The offseason is inevitably a period of projection and speculation, which makes it the ideal time to ponder the hypotheticals that the Pittsburgh Steelers will face over the course of the next year, whether it is addressing free agency, the draft, performance on the field, or some more ephemeral topic.

That is what I will look to address in our Buy or Sell series. In each installment, I will introduce a topic statement and weigh some of the arguments for either buying it (meaning that you agree with it or expect it to be true) or selling it (meaning you disagree with it or expect it to be false).

The range of topics will be intentionally wide, from the general to the specific, from the immediate to that in the far future. And as we all tend to have an opinion on just about everything, I invite you to share your own each morning on the topic statement of the day.

Topic Statement: JuJu Smith-Schuster’s knee was an issue that negatively affected his play and usage last season.
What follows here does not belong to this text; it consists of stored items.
PR #5779, opened 2025-05-27
HMAC: Optimize opad XOR

solardiz:
There are several possible ways to construct HMAC's ipad and opad:
1. Initialize them (or one buffer to be reused as both) to key with NUL padding, then XOR the constants over that.
2. Initialize them to the constants, then XOR the key over the initial portions (until key length).
3. Compute the initial portions right away, then pass the rest of the constant data into separate *_Update() calls.
4. Combinations of the above and other variations (e.g., partial memset(), doing it out of a loop, etc.)

This commit optimizes existing implementations of 1 and 3 by XOR'ing the one reused pad buffer with XOR of the two constants instead of re-reading the key and XOR'ing that with the second constant.  Some implementations already had this optimization, and so are not touched by this commit.

Explicit usage of larger-than-byte XORs may be even more important, but isn't implemented with this minimal-change commit (would be non-trivial with arbitrary sizes and alignment of keys).  Some implementations already have this optimization.

This commit does not touch existing implementations of 2 and 4.  Those may (or may not) actually be as good as or even more optimal than optimized 1, such as due to efficiency of memset() and typically low key lengths.

This commit reduces john .text size by ~400 bytes in a Linux/x86_64 build.

### DIFF
--- a/src/rsvp_fmt_plug.c
+++ b/src/rsvp_fmt_plug.c
@@ -306,7 +306,7 @@ static int crypt_all(int *pcount, struct db_salt *salt)
 				if (len < 64)
 					MD5_Update(&ipad_mctx[index], ipad_constant_block, 64-len);
 				for (i = 0; i < len; ++i) {
-					pad[i] = p[i] ^ 0x5C;
+					pad[i] ^= 0x36 ^ 0x5C;
 				}
 				MD5_Init(&opad_mctx[index]);
 				MD5_Update(&opad_mctx[index], pad, len);
@@ -342,7 +342,7 @@ static int crypt_all(int *pcount, struct db_salt *salt)
 				if (len < 64)
 					SHA1_Update(&ipad_ctx[index], ipad_constant_block, 64-len);
 				for (i = 0; i < len; ++i) {
-					pad[i] = p[i] ^ 0x5C;
+					pad[i] ^= 0x36 ^ 0x5C;
 				}
 				SHA1_Init(&opad_ctx[index]);
 				SHA1_Update(&opad_ctx[index], pad, len);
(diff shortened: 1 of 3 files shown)


solardiz:
Not important and in hindsight wasn't worth my time. Mostly just a cleanup so that we use fewer different approaches, and they're kind of documented in this commit message.

magnumripper:
> XOR'ing the one reused pad buffer with XOR of the two constants instead of re-reading the key and XOR'ing that with the second constant.

Worthwhile or not it's a clever trick, I never saw it or thought of it.

magnumripper:
> Some implementations already had this optimization, and so are not touched by this commit.

Which? I can't find any, neither when grepping for "0x36 ^ 0x5c" nor "0x6a" (and with fuzz).

solardiz:
> > Some implementations already had this optimization, and so are not touched by this commit.
> 
> Which? I can't find any, neither when grepping for "0x36 ^ 0x5c" nor "0x6a" (and with fuzz).

I saw this during my work on #5777 where I copied code from `hmac_sha_plug.c`, which has this already.

> Worthwhile or not it's a clever trick, I never saw it or thought of it.

I also don't recall seeing it before, but there it was right in our tree, just not used consistently.

Clever, yes, but frankly it's one read, one XOR, and one write per element either way. So it mostly optimizes code size on x86-alikes, where we have read-modify-write instructions. There may also be savings in effective address calculation (just one vs. two addresses), and a register and a cache line become unused (free for reuse with no performance impact) a little bit sooner.

solardiz:
Oh, I only reviewed our C code, not OpenCL. We probably should. There may be more instances to patch if we care.

magnumripper:
I did look, and several kernels has this. Not all though.

solardiz:
Actually, this kind of change may be more beneficial on GPUs where the buffer is likely all in registers and the loop unrolled. So it's not a read-modify-write of memory then, but is just of a register (so one instruction), instead of perhaps... the same but with two sets of registers? So it frees up the registers holding the key sooner, and thus may reduce total number of registers needed for a kernel.

solardiz:
> Oh, I only reviewed our C code, not OpenCL.

I've just revised the commit title to reflect that. I probably won't bother with OpenCL now. You may. ;-)

magnumripper:
It's tempting. I'll likely try WPAPSK, bench it and compare sizes for a starter. Oh and all ptxas info.

solardiz:
> It's tempting. I'll likely try WPAPSK, bench it and compare sizes for a starter. Oh and all ptxas info.

Right. Since this would be a separate PR (yours vs. mine), should we perhaps merge this one first?

magnumripper:
Sure, please do.

PR #5780, opened 2025-05-27
OpenCL kernels: Use our INLINE macro consistently

solardiz:
See #5618 #5638 #5778

I re-ran the tests from #5709 - these changes didn't affect them. Also a test on NVIDIA is successful like before.


solardiz:
Tested on super's devices, no changes observed.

Explanation: Smith-Schuster originally suffered a knee injury in the second half of the 2019 season. It caused him to miss four games, and he clearly continued to feel the effects for the final two for which he returned. He was on the injury report last season often for knee issues, and Jeremy Fowler recently indicated for ESPN that some teams were concerned about his long-term durability as he hit the open market this month.

Buy:

aDOT doesn’t lie. Even when taking everything else into consideration, it’s very hard to justify the case that Smith-Schuster was fully health with the bald reality that his average depth of target was just 5.5 yards beyond the line of scrimmage. In comparison, Ben Roethlisberger’s average intended air yards per throw was 6.9, meaning that his average pass traveled a yard and a half further than Smith-Schuster’s average target. That might not sound like a lot, but it adds up.

In fact, we can retrofit this a bit, though not to an exact number. Let’s say 5.5 is right on the money. Ben Roethlisberger targeted him 120 times, averaging 6.4 yards per attempt. At 120 attempts, that’s 660 intended air yards.

Roethlisberger threw 4220 intended air yards in total last season on 608 attempts, so if you remove Smith-Schuster’s numbers, that’s 488 pass attempts for 3560 intended air yards, which is an average of…7.3 yards per attempt.

Almost two yards per attempt through the air more than his average target to Smith-Schuster. You don’t run a tight end route tree for a wide receiver who has a history of explosive plays if he’s 100 percent.

Sell:

Or, you do when your beleaguered old quarterback with a reconstructed elbow is trying to get passes out of his hand in under two seconds and Smith-Schuster is your old reliable. We don’t have these numbers, but I’m betting that his time to throw is lower for Smith-Schuster than for any other target.

And the bottom line is he played every game. The Steelers had Chase Claypool and James Washington running post routes. His assignments became more niche not because he had a gimpy knee and couldn’t run under the go ball, but because it was in the best interests of the offense and of the team for him to play that role—at the expense of his open market value.